— WORK REQUIRED —
Your response should contain each line of the data that includes "build".

RECORDED INFORMATION Start Marker

PR #1065, opened 2018-03-21
Generic Visual Studio 2017 build script

HaydnTrigg:
This new build script automatically selects the installed Visual Studio 2017 implementation to use in order of Enterprise, Professional, and Community. This should be easier for people to reference without needing to specify which specific version of Visual Studio to use.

RECORDED INFORMATION End Marker

— TASK SOLUTION —
Generic Visual Studio 2017 build script
This new build script automatically selects the installed Visual Studio 2017 implementation to use in order of Enterprise, Professional, and Community. This should be easier for people to reference without needing to specify which specific version of Visual Studio to use.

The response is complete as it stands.